ASSIGNMENT:
Copy exactly the lines from the start of the data below through the one that carries "I cannot make", and only those.

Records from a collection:
————

PR #454, opened 2016-10-22
[ADD] web_widget_x2many_2d_matrix_demo

JordiBForgeFlow:
# 
# 2D matrix for x2many fields demo

This module prepares an example for the module 'web_widget_x2many_2d_matrix'.

It implements a simple wizards that allows users to enter the planned hours
for all the projects.
# Usage

Go to 'Project / Enter Planned hours'

### DIFF
--- a/web_widget_x2many_2d_matrix_demo/README.rst
+++ b/web_widget_x2many_2d_matrix_demo/README.rst
@@ -1,0 +1,49 @@
+.. image:: https://img.shields.io/badge/licence-AGPL--3-blue.svg
+   :target: http://www.gnu.org/licenses/agpl-3.0-standalone.html
+   :alt: License: AGPL-3
+
+
+================================
+2D matrix for x2many fields demo
+================================
+
+This module prepares an example for the module 'web_widget_x2many_2d_matrix'.
+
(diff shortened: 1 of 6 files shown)


JordiBForgeFlow:
I cannot make the module 'web_widget_x2many_2d_matrix' work. I have created a demo of this widget in order to validate the behavior, establish a productive conversation on how to use it, and debug possible errors, 

At this moment, when I open the matrix nothing is shown:
image

As you can see, at least a task should appear.

Tested also in 8.0 with same results.

cc @pedrobaeza @hbrunn

pedrobaeza:
You don't need this module for a demo. See https://github.com/OCA/sale-workflow/tree/9.0/sale_order_variant_mgmt

JordiBForgeFlow:
Ok, thanks Pedro! I will follow up on the example that you provide. But I will keep this open for a while. I created it as advertised by @hbrunn in the module readme, and it will not work. I'd like to understand better why.

JordiBForgeFlow:
I could make it work, but forcing the x and y values to be chars. If I put them as non-chars, it won't work.

image

pedrobaeza:
In my module axis are many2one. Check how is done.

————

OUTPUT FOR THIS TASK:
PR #454, opened 2016-10-22
[ADD] web_widget_x2many_2d_matrix_demo

JordiBForgeFlow:
# 
# 2D matrix for x2many fields demo

This module prepares an example for the module 'web_widget_x2many_2d_matrix'.

It implements a simple wizards that allows users to enter the planned hours
for all the projects.
# Usage

Go to 'Project / Enter Planned hours'

### DIFF
--- a/web_widget_x2many_2d_matrix_demo/README.rst
+++ b/web_widget_x2many_2d_matrix_demo/README.rst
@@ -1,0 +1,49 @@
+.. image:: https://img.shields.io/badge/licence-AGPL--3-blue.svg
+   :target: http://www.gnu.org/licenses/agpl-3.0-standalone.html
+   :alt: License: AGPL-3
+
+
+================================
+2D matrix for x2many fields demo
+================================
+
+This module prepares an example for the module 'web_widget_x2many_2d_matrix'.
+
(diff shortened: 1 of 6 files shown)


JordiBForgeFlow:
I cannot make the module 'web_widget_x2many_2d_matrix' work. I have created a demo of this widget in order to validate the behavior, establish a productive conversation on how to use it, and debug possible errors, 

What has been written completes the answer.